(Records provided Opens)
PR #73, opened 2019-06-18
[96] Update UI for mobile newsletter sign up banner

markcipolla:
REFS https://trello.com/c/My5L0gL2/96-update-ui-for-mobile-newsletter-sign-up-banner

This PR duplicates the `DonationBanner`, which has a single use, and generalises it a bit, allowing for customisable colours ~of foreground and background text~ via theming!.

Screen Shot 2019-07-04 at 3 24 34 pm

To theme the banner, we'd wrap it in a `ThemeProvider` and associated theme, pick the `color` (`primary`, `secondary`, `default` or `inherit`), and off you go.

```
import React from 'react'
import { ThemeProvider } from '../../styles'
import ThinBanner from '../ThinBanner'
import coreTheme from '../../styles/themes/core'

<ThemeProvider theme={coreTheme()}>
  <ThinBanner color="primary" onClick={action('clicked')}>
    Stay informed with email updates
  </ThinBanner>

  <ThinBanner color="secondary" onClick={action('clicked')}>
    Stay informed with email updates
  </ThinBanner>
</ThemeProvider>
```


src/promo/ThinBanner.jsx
```diff
@@ -0,0 +1,106 @@
...
+export const ThinBanner = ({ children, backgroundColor, color, classes, onClick }) => {
+  let textColor
+
+  if (color) {
+    textColor = `${color}`
+  } else if (backgroundColor) {
+    // Break the hex colour into component colours
+    const hexcolour = hexRgb(backgroundColor)
+    // Counting the perceptive luminance human eye favors green color...
+    const brightness = 1 - (0.299 * hexcolour.red + 0.5 * hexcolour.green + 0.114 * hexcolour.blue) / 255
```
tiagoamaro: Would :heart: a comment with the source of this formula!

Found a StackOverflow comment about it https://stackoverflow.com/questions/596216/formula-to-determine-brightness-of-rgb-color#answer-596243 with a w3.org reference ("Techniques For Accessibility Evaluation And Repair Tools", https://www.w3.org/TR/AERT/#color-contrast).

Also, this could be a function :)

```js
/**
 * Perceived luminance for sufficient contrast
 * (https://www.w3.org/TR/AERT/#color-contrast)
 *
 * @param {String} color
 * @return {number}. Number between 0 and 1
 */
const perceivedLuminance = color => {
  const hexcolour = hexRgb(color)
  return 1 - (0.299 * hexcolour.red + 0.587 * hexcolour.green + 0.114 * hexcolour.blue) / 255
}
```

src/promo/ThinBanner.jsx
```diff
@@ -0,0 +1,106 @@
...
+
+    if (brightness < 0.5) {
+      // Show a dark text color
+      textColor = '#383838'
+    } else {
+      // Show a light text color
+      textColor = '#fff'
```
tiagoamaro: Should these `#ffffff` and `#383838` be part of the "theme"? If they're isolated cases, could live on constants, such as:

```js
const DARK_TEXT_COLOR = '#383838'
const LIGHT_TEXT_COLOR = '#ffffff'
```

src/promo/ThinBanner.jsx
```diff
@@ -0,0 +1,106 @@
...
+ *
+ * ~~~js
+ * <ThinBanner>
+ *   Some nice text
+ * </ThinBanner>
+ * ~~~
+ *
+ */
+export const ThinBanner = ({ children, backgroundColor, color, classes, onClick }) => {
+  let textColor
```
tiagoamaro: Mixing up my other comments, suggestion (if the text color is desired as a prop):

```js
const DARK_TEXT_COLOR = '#383838'
const LIGHT_TEXT_COLOR = '#ffffff'
const LUMINANCE_THRESHOLD = 0.5

const textColor = color ? color :
  perceivedLuminance(backgroundColor) < LUMINANCE_THRESHOLD ? DARK_TEXT_COLOR : LIGHT_TEXT_COLOR
```

src/promo/ThinBanner.jsx
```diff
@@ -0,0 +1,106 @@
...
+      <ArrowRightIcon className={classes.icon} />
+    </Button>
+  )
+}
+
+ThinBanner.propTypes = {
+  /**
+   * A background colour to override the default Red
+   */
+  backgroundColor: PropTypes.string,
```
tiagoamaro: Since the `backgroundColor` is not required, I see you're verifying if it's `undefined`. Could use `defaultProps` for this:

```js
import theme from "../styles/themes/default"

ThinBanner.defaultProps = {
  backgroundColor: theme().palette.core.main,
}
```

src/promo/ThinBanner.test.jsx
```diff
@@ -0,0 +1,71 @@
+import Button from '../Button'
+import ArrowRightIcon from '@material-ui/icons/KeyboardArrowRight'
+import ThinBanner from './ThinBanner'
+import React from 'react'
+import { mount, shallow } from 'enzyme'
```
tiagoamaro:
```suggestion
import { mount } from 'enzyme'
```

Since all `shallow` wrappers are being `.dive`d upon, you could simply `mount` them and replace all `wrapper.dive()` with `wrapper`.

ZoeJazz:
Heya, 

UI looks good. Nice work :)

Just a few things to note:
**- If you don't specify either, you get white text on TC red:** I wonder if we could apply the same colour logic as buttons for this? Defaults and variants should all match so we're not introducing new rules. Storybook isn't the best reference for buttons though as it's still in transition.
**- Should these #ffffff and #383838 be part of the "theme"?** Absolutely. We have labels for each of these colours that also hints at their usage (For instance, these are _neutral0_ and _neutral700_). The work to put these colours into storybook was halted due to material designs incompatible structuring of colours. I wonder if we need to pick this up again before wrapping up the banner work? Have attached the label structure. Plus, it's all in zeplin.
**- I wonder, if we're following W3 color contrast recommendation?** Based on [this check](https://docs.google.com/document/d/1_HK42qKBrlnY2F1YXACOyAV32YzhEhmqnJnu9KjzWsA/edit?usp=sharing) of all brand colours, I don't think #02A371 / positive600 meets AA requirements. I'd probably use core600, accent700, neutral700, neutral600 and positive700 if we're keen on having a whole set of options but we could just stick with the blue in the design (accent700) and iteratively develop things from there. Could we perhaps scrap the green and grey for this PR?

Colour labels

CC @tiagoamaro @markcipolla

src/promo/ThinBanner.jsx
nullobject: Magic numbers! ✨

nullobject:
@markcipolla Nice work. I agree that our UI library should contain components that are as reusable as possible. So if we can introduce something more generic that covers all our specific uses (e.g. `ThinBanner` vs. `ThinDonationBanner`), then I am all for it 👍 

@tiagoamaro Raises an interesting point about how we deprecate the other components. My guess would be that we rewrite them to use the new `ThinBanner` internally, and mark them as deprecated.

@ZoeJazz Made some interesting points about our default colours. For buttons, I think it makes sense that the default colour isn't the primary or secondary color. This is a convention carried over from the MUI library.

Maybe we should just do the same with the `ThinBanner`? The default colour could be the neutral grey background, just like our buttons. Everything else is more of a modifier to the default state.

The other point that @ZoeJazz raised was to do with our colours. Ideally we should just have a predefined palette of colours that we refer to semantically in our code. For example, `core`, `aware`, `positive`, rather than `#02a371`. I don't think that work precludes this PR, but it's something we need to solve.

ZoeJazz:
> if we can introduce something more generic that covers all our specific uses (e.g. ThinBanner vs. ThinDonationBanner), then I am all for it 👍

> The default colour could be the neutral grey background, just like our buttons. Everything else is more of a modifier to the default state.

100% agree @nullobject

src/promo/stories/ThinBanner.jsx
```diff
@@ -0,0 +1,28 @@
...
+
+    <ThinBanner backgroundColor='#48509e' onClick={action('clicked')}>
+      Stay informed with email updates
+    </ThinBanner>
+
+    <ThinBanner backgroundColor='#43a047' onClick={action('clicked')}>
+      Let us know what you think by taking part in our yearly survey
+    </ThinBanner>
+
+    <ThinBanner backgroundColor='#eeeeee' Click={action('clicked')}>
```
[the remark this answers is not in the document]
markcipolla: Fixed 🙏

src/promo/ThinBanner.jsx
markcipolla: Yes. Extracted to a function. Also left a comment with the URL to the stackoverflow where those magic numbers came from, so future-us can figure out what our intent was.

nullobject:
@markcipolla Hey mate, Zoe told me that you're going to have a crack at adding semantic colours. Sounds like a good move, let me know if you want a hand with that, either in this PR or a new one 👍

markcipolla:
> @markcipolla Hey mate, Zoe told me that you're going to have a crack at adding semantic colours. Sounds like a good move, let me know if you want a hand with that, either in this PR or a new one 👍

Yes! @ZoeJazz and I were chatting, and then @nickbrowne and I had a chat. I'll defs be picking your brain on this; I'll schedule a meeting for Monday / Tuesday next week where we can have a discussion on it.

@nickbrowne has been showing m how the theming works, and I think we might have a nicer solution, but I'll spike it out and see.

markcipolla:
Now that https://github.com/conversation/ui/pull/75 merged, using the themes is now super easy! I've reworked this PR, removing all the custom colour generation stuff, and instead relying on wrapping the component in a `ThemeProvider`.

Please review, have a look, and tell me what y'all think.

markcipolla:
> @markcipolla , noticed that the `ThinBanner` component is not being publicly available on the module namespace (not exported on `src/index.js`). Is this intentional?

Ah, no it was not intentional. I'll add.

> Not for this PR, but noticed that now the default theme uses MUI's "neutral" colors, some promo components that used the previous "core" theme are mistyled:

I'll look at updating the components with themes, and we can iterate on them to make sure they're as we want.

markcipolla:
> @markcipolla , noticed that the `ThinBanner` component is not being publicly available on the module namespace (not exported on `src/index.js`). Is this intentional?

Added

PR #75, opened 2019-06-25
[432] [SPIKE] Update TCUI default theme, and add requried additional themes/colours

markcipolla:
## This PR is for discussion first, before we merge anything. We're unsure of the best way to theme components, and this is only one method.

This PR basically tries to turn this:
59724216-75ae6f00-926c-11e9-9044-972e48e9d23d

into this:
Screen Shot 2019-06-27 at 5 14 42 pm

So far, it's only the default `neutral` theme, and adds additional `core` and `accent` colours to new themes.

Material UI wants us to provide colours to things via a 'theme'. The theme has a primary and secondary colour, and when applied to a component, uses those colours to set the component colour + text colour (which is made sure to contrast enough).

Eventually, to get the TC brand red (which we have as the `primary` colour in our 'core' theme) on a `Banner` example component, it'll be as easy as:

```
<ThemeProvider theme={coreTheme()}>
  <Banner color="primary">Some banner text!</Banner>
</ThemeProvider/
```

We still need to wrangle the colours, but I think it'll be a good discussion point ahead of building theme-able UI components.


markcipolla:
Screen Shot 2019-06-25 at 4 20 14 pm
I've added an example showing how the buttons would be themed.

ZoeJazz:
Thanks @markcipolla 

We probably wouldn't have a need for all these button variations. It's not a very colourful brand. 

The colour model works like this:
- Neutral: Default for everything ie font colour, UI component borders, backgrounds, buttons, etc
- Core: Brand reinforcement ie promo messaging, logo icon, etc
- Accent: Highlighted areas of the UI ie promo messaging, calls to action, etc
- Positive: UI Feedback for successful form validation or 'on' state for radio buttons and switches
- Aware: Background colour for alerts (if necessary / very low use case)

z

Screen Shot 2019-06-25 at 4 58 18 pm
Screen Shot 2019-06-25 at 4 58 24 pm
Screen Shot 2019-06-25 at 5 03 06 pm

src/styles/stories/colours.jsx
```diff
@@ -1,19 +1,95 @@
...
+import { ThemeProvider } from '../'
+import { Swatch, SwatchGroup } from '../../Swatch'
+import Typography from '../../Typography'
+
+import accentTheme from '../themes/accent'
+import awareTheme from '../themes/aware'
+import coreTheme from '../themes/core'
+import defaultTheme from '../themes/default'
+import neutralTheme from '../themes/neutral'
+import positiveTheme from '../themes/positive'
```
tiagoamaro: Got the idea of breaking themes apart! Great way on working MUI's limitation on multiple colors :clap: 

I wonder how we could use this with other components, when importing `@theconversation/ui` while still wrapping them within the `ThemeProvider`. Example, if I want to create a "neutral" donation banner, I would like to use the following API:

```jsx
<ThemeProvider theme="neutral">
  <DonationBanner>
    The Conversation provides clean information in a world infected with spin. Please donate.
  </DonationBanner>
</ThemeProvider>
```

Right now, themes are not exported at the `src/index.js`, and IMHO, they shouldn't! (cc @nullobject @nickbrowne), but if they're are available for wider usage, they should be part of a configurable prop.

----

If this API gets through, and `theme` is a configurable prop with a subset, the `ThemeProvider` component should be able to handle it:

```js
// At the `src/styles/ThemeProvider.jsx` file propTypes definitions
theme: PropTypes.oneOf(['default', 'core', 'accent']), // and others....
```

nullobject:
Very interesting, I didn't think of trying to solve it this way 🤔 

I was thinking something more along the lines of this: https://stackblitz.com/edit/react-bd92xq

Here they are just adding new colours to the theme, in addition to `primary` and `secondary`.

nullobject:
This was the discussion on Stack Overflow: https://stackoverflow.com/questions/50069724/how-to-add-multiple-material-ui-palette-colors

nullobject:
...but I really the promise of this PR, it's a much better way of solving the colour issues.

I would like to understand how these different themes would map to our forms. Donations is probably a good example, because it has been moved over to use TC UI.

src/styles/stories/colours.jsx
markcipolla: This makes each component responsible for wrapping _itself_ in a theme component?

The thinking with this was that we would leave the wrapping of a component in a theme to where it's used, alleviating the components themselves of having to know anything about what colours to use.

src/styles/stories/colours.jsx
```diff
@@ -1,19 +1,95 @@
...
+  return (
+    <React.Fragment>
+      <Typography style={{ clear: 'both' }} variant='h4'>Primary</Typography>
+      <ThemeProvider theme={defaultTheme()}>
+        <SwatchGroup groupLabel={'Default'}>
+          {COLOURS.map((colour) =>
+            <div>
+              {VARIANTS.map((variant, index) =>
+                <Swatch colour={colour} variant={variant} />
+              )}
```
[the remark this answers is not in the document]
markcipolla: Good call.

src/Swatch/index.js
```diff
@@ -1 +1,2 @@
-export { default } from './Swatch'
+export { default as Swatch } from './Swatch'
+export { default as SwatchGroup } from './SwatchGroup'
```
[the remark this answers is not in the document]
markcipolla: I'd say that neither should be included in `src/index.js` as they'll not be used outside of the storybook.

markcipolla:
## Changes to our current theme:

### From:
Screen Shot 2019-06-27 at 5 16 23 pm

### To:
Screen Shot 2019-06-27 at 5 16 16 pm

src/styles/stories/colours.jsx
tiagoamaro: Yeah, not the right call! @nullobject proposal is way better!

src/Swatch/index.js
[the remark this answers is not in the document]
tiagoamaro: @markcipolla , FYI, opened a PR after thinking about this: https://github.com/conversation/ui/pull/76.

ZoeJazz:
Yep :) That works well @markcipolla

markcipolla:
Does anything else need to be addressed in this PR? 
Are we happy to merge it and give it a try?

ZoeJazz:
From a purely aesthetic perspective, this solution looks great. If everyone is happy with how the resulting codebase is simplified and made more adaptive, then I'm in full support of this solution. Well done @markcipolla. Really great work.

src/Swatch/Swatch.jsx
```diff
@@ -8,13 +8,15 @@ const size = 120
 const margin = 16
 const styles = {
   root: {
+    display: 'block',
+    bacground: '#eee',
```
benmacleod:
```suggestion
    background: '#eee',
```

src/styles/themes/common.js
```diff
@@ -0,0 +1,36 @@
...
+
+  overline: {
+    letterSpacing: 0.25,
+    textTransform: 'none'
+  }
+}
+
+export const errorStateColours = {
+  palette: {
+    error: { main: '#990000', border: '#d8352a' }
```
benmacleod: At the risk of prolonging a super long-running PR, and with apologies if this has been suggested, but how would it be to extract the hard-coded colour names to a file of constants? It would be great if they had semantic names rather than just being "magic".

benmacleod: They could be an export from this very file in fact.

src/Swatch/Swatch.jsx
markcipolla: Fixed.

src/styles/themes/common.js
markcipolla: > It would be great if they had semantic names

What would be good names?

benmacleod: > What would be good names?

If I read it right, e.g. `#990000` is colour "Core", strength 700. So, maybe `colours.core700` or something?

markcipolla: HMMMM yeah, that feels pretty good... I'll follow the https://material-ui.com/customization/color/#color style... so core: {"700": "#990000"}?

Something like the example below?

```
import purple from '@material-ui/core/colors/purple';
import red from '@material-ui/core/colors/red';

const primary = red[500]; // #F44336
const accent = purple['A200']; // #E040FB
const accent = purple.A200; // #E040FB (alternative method)
```

benmacleod: Yeah, that sounds good. As long as you use the same names as the style guide, so, e.g. 'core', 'accent', etc.

markcipolla: Done 🎉

src/styles/palettes/accent.js
```diff
@@ -0,0 +1,7 @@
+const accent = {
```
benmacleod: 👏

tiagoamaro:
I'm :100:% with this approach now! :tada:

Here are some screenshots with the three themes applied to the date picker:

<details>

- Accent theme

image

- Core theme

image

- Default theme

image

</details>

tiagoamaro:
Let's get this shipping! Incredible work, discussion and results @markcipolla :trophy: :tada:

ZoeJazz:
Performing exactly as intended! Thanks @markcipolla for persevering with the new colour palette.

benmacleod:
Happy to see this go in - 👏 @markcipolla

PR #76, opened 2019-06-27
Do not export the Swatch component

tiagoamaro:
This PR removes the `Swatch` component from the package namespace, as it's a component to showcase theme styling. It shouldn't be used outside Storybook.


benmacleod:
Yep, sounds sensible 👍

PR #1077, opened 2022-02-21
Remove unnecessary `continue`

ken-matsui:
This PR simplifies the `if` statement in `zellij-server/src/wasm_vm.rs`.


ken-matsui:
@tlinford 
I appreciate your review :)
I agree that would be better and more robust against changes.
I committed new change you've suggested.

PR #1078, opened 2022-02-21
default.yaml: Reorder key bindings

har7an:
to reflect the order in which they appear in the UI and add some spacing
to visually group related items.

I hope I didn't lose entries on the way...
I also reordered some of the keybindings due to consistency.


har7an:
Oh darn, I should've rebased before I started working on this... :joy:

har7an:
Interestingly I can't seem to activate the tmux mode from #1073... Is this expected?

imsnif:
Hey @har7an - I think not being able to switch to tmux mode is caused because Zellij is using an old configuration (for example in your ~/.config/zellij folder). This might also be the case with your installed Zellij version, the release notes of `0.25.0` have an "upgrading" section with more info on how to fix this.

About this PR - while I appreciate the work and think this is definitely better - I'm a little concerned about introducing large diffs to people's already existing configs. We're about to make a very large change to our configuration - moving everything from YAML to KDL. Maybe you can incorporate this change as part of those efforts? https://github.com/zellij-org/zellij/pull/1036

a-kenji:
> I think not being able to switch to tmux mode is caused because Zellij is using an old configuration (for example in your ~/.config/zellij folder).

Just a small addition @har7an , this is not just because zellij is using an old configuration, but this is most likely because you configured zellij to [unbind](https://zellij.dev/documentation/keybindings.html#to-unbind-the-default-keybindings) every single default keybinding with:
```
keybinds:
    unbind: true
```

har7an:
> We're about to make a very large change to our configuration - moving everything from YAML to KDL

Yes, I've already heard from kenji. I don't mean to steal anyones show, but as I understand it KDL is another markup language, right? How exactly is it superior to YAML? Because I believe that merely adding new sections for general keybindings for all modes would be possible in YAML as well, or not?

> Maybe you can incorporate this change as part of those efforts?

Well if the author of #1036 is fine with other people dropping commits into his branch, I can surely look into it. :)

har7an:
> Just a small addition @har7an , this is not just because zellij is using an old configuration, but this is most likely because you configured zellij to [unbind](https://zellij.dev/documentation/keybindings.html#to-unbind-the-default-keybindings) every single default keybinding with:

Good point, I admit... Thanks!

imsnif:
Hey, @har7an - I'm pretty close to moving us to KDL and so I think I'm going to close this one for now.

PR #1083, opened 2022-02-22
Replace redundant `map` with `if let`

ken-matsui:
I mainly replaced the redundant `map` with `if let` to make them much simpler and easy to understand, which was also pointed out by clippy.
Additionally, I unified duplicate codes in the `operate_active_terminal_scroll` function.
Through the unification, I found the following possible problems:
1. `scroll_active_terminal_to_bottom` & `clear_active_terminal_scroll` are perfectly the same
2. `scroll_active_terminal_up_page` are the only function that uses different action between floating_pane and active_pane

These might be problems, so I hope you can check them out :)

### DIFF
--- a/zellij-server/src/tab/mod.rs
+++ b/zellij-server/src/tab/mod.rs
@@ -1,6 +1,7 @@
 //! `Tab`s holds multiple panes. It tracks their coordinates (x/y) and size,
 //! as well as how they should be resized
 
+mod active_terminal_scroll;
 mod clipboard;
 mod copy_command;
 pub mod floating_pane_grid;
@@ -28,6 +29,7 @@ use crate::{
     wasm_vm::PluginInstruction,
     ClientId, ServerInstruction,
 };
+use active_terminal_scroll::ActiveTerminalScroll;
 use serde::{Deserialize, Serialize};
 use std::cell::RefCell;
 use std::os::unix::io::RawFd;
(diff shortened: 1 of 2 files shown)


zellij-server/src/tab/mod.rs
```diff
@@ -2196,212 +2196,114 @@ impl Tab {
                 .unwrap();
         }
     }
-    pub fn scroll_active_terminal_up(&mut self, client_id: ClientId) {
+
+    fn operate_active_terminal_scroll<ClosureT>(
```
imsnif, line 2200: Hey, this is great! As long as we're here, how about we do something like:

```rust
pub fn scroll_active_terminal_up(&mut self, client_id: ClientId) {
    // ...
    ScrollActiveTerminal::new(/* .. */).up(1)
}
```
(Records provided Closes)
▶ **Work required**
Identify every line above that includes the word "clicked", and show those lines.

▶ **Reply**
  <ThinBanner color="primary" onClick={action('clicked')}>
  <ThinBanner color="secondary" onClick={action('clicked')}>
+    <ThinBanner backgroundColor='#48509e' onClick={action('clicked')}>
+    <ThinBanner backgroundColor='#43a047' onClick={action('clicked')}>
+    <ThinBanner backgroundColor='#eeeeee' Click={action('clicked')}>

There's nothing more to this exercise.